Task directions
Please copy each line of the records below that includes the word "ValueEstimate".

Dataset items
⟨

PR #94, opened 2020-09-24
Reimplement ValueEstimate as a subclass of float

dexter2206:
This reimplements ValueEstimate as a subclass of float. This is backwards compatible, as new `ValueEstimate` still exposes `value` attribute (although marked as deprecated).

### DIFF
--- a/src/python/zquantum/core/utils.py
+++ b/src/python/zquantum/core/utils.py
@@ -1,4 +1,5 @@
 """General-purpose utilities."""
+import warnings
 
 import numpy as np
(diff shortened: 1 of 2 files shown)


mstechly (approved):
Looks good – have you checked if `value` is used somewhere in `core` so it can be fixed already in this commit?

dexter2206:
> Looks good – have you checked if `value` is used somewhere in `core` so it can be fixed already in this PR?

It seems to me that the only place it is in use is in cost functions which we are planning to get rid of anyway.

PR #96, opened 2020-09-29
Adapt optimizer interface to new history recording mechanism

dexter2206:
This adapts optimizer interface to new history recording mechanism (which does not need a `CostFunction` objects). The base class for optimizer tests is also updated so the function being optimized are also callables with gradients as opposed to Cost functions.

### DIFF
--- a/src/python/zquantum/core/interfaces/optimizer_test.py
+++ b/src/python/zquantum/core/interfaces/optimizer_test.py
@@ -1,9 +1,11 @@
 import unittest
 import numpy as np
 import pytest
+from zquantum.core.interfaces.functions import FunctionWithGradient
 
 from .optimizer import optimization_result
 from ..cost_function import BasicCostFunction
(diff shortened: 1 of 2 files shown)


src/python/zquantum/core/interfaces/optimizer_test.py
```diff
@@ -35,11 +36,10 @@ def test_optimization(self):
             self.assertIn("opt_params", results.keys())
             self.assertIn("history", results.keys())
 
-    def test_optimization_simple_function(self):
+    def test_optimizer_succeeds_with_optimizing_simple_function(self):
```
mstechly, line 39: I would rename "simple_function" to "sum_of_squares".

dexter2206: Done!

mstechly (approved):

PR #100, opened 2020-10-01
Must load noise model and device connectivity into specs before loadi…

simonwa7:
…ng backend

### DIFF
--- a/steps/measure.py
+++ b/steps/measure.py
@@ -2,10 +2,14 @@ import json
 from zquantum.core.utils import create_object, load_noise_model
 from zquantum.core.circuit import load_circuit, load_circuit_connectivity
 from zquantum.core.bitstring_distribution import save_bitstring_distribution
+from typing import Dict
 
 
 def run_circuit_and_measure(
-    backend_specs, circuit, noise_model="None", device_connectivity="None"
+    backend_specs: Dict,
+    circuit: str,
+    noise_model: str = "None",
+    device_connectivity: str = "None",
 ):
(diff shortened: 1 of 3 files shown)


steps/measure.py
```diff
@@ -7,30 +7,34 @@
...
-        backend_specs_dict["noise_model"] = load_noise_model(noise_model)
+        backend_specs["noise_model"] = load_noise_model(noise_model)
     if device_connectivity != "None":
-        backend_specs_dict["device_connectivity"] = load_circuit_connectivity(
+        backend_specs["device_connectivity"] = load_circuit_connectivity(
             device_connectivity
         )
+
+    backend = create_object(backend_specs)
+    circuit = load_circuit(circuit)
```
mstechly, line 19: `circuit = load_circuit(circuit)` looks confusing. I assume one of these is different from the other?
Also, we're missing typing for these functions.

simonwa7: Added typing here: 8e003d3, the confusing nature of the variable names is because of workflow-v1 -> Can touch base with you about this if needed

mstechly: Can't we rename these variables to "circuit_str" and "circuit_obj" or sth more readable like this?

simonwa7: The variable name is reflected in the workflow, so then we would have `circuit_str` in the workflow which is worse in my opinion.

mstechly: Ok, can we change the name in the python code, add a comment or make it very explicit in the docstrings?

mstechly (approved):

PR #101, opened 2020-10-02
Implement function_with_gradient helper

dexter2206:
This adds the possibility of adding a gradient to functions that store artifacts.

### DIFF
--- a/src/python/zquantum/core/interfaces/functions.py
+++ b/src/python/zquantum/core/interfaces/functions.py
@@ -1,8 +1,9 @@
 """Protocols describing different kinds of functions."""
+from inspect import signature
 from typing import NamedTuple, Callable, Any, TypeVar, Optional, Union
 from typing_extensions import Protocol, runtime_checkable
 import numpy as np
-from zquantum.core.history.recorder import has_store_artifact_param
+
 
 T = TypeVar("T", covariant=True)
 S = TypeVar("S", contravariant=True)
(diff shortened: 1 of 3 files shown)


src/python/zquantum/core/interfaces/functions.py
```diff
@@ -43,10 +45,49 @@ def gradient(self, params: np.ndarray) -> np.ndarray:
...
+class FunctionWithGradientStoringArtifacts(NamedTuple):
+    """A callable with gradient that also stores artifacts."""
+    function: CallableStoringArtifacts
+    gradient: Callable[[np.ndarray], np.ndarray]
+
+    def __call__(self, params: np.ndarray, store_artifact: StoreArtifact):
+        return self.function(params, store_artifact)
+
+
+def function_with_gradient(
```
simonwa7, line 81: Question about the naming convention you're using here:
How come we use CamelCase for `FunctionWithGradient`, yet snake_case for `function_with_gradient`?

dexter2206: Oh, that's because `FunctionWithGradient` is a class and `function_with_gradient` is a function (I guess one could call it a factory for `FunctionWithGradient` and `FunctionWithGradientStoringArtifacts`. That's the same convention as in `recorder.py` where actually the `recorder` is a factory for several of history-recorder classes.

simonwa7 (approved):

⟩

Solution to the problem
Reimplement ValueEstimate as a subclass of float
This reimplements ValueEstimate as a subclass of float. This is backwards compatible, as new `ValueEstimate` still exposes `value` attribute (although marked as deprecated).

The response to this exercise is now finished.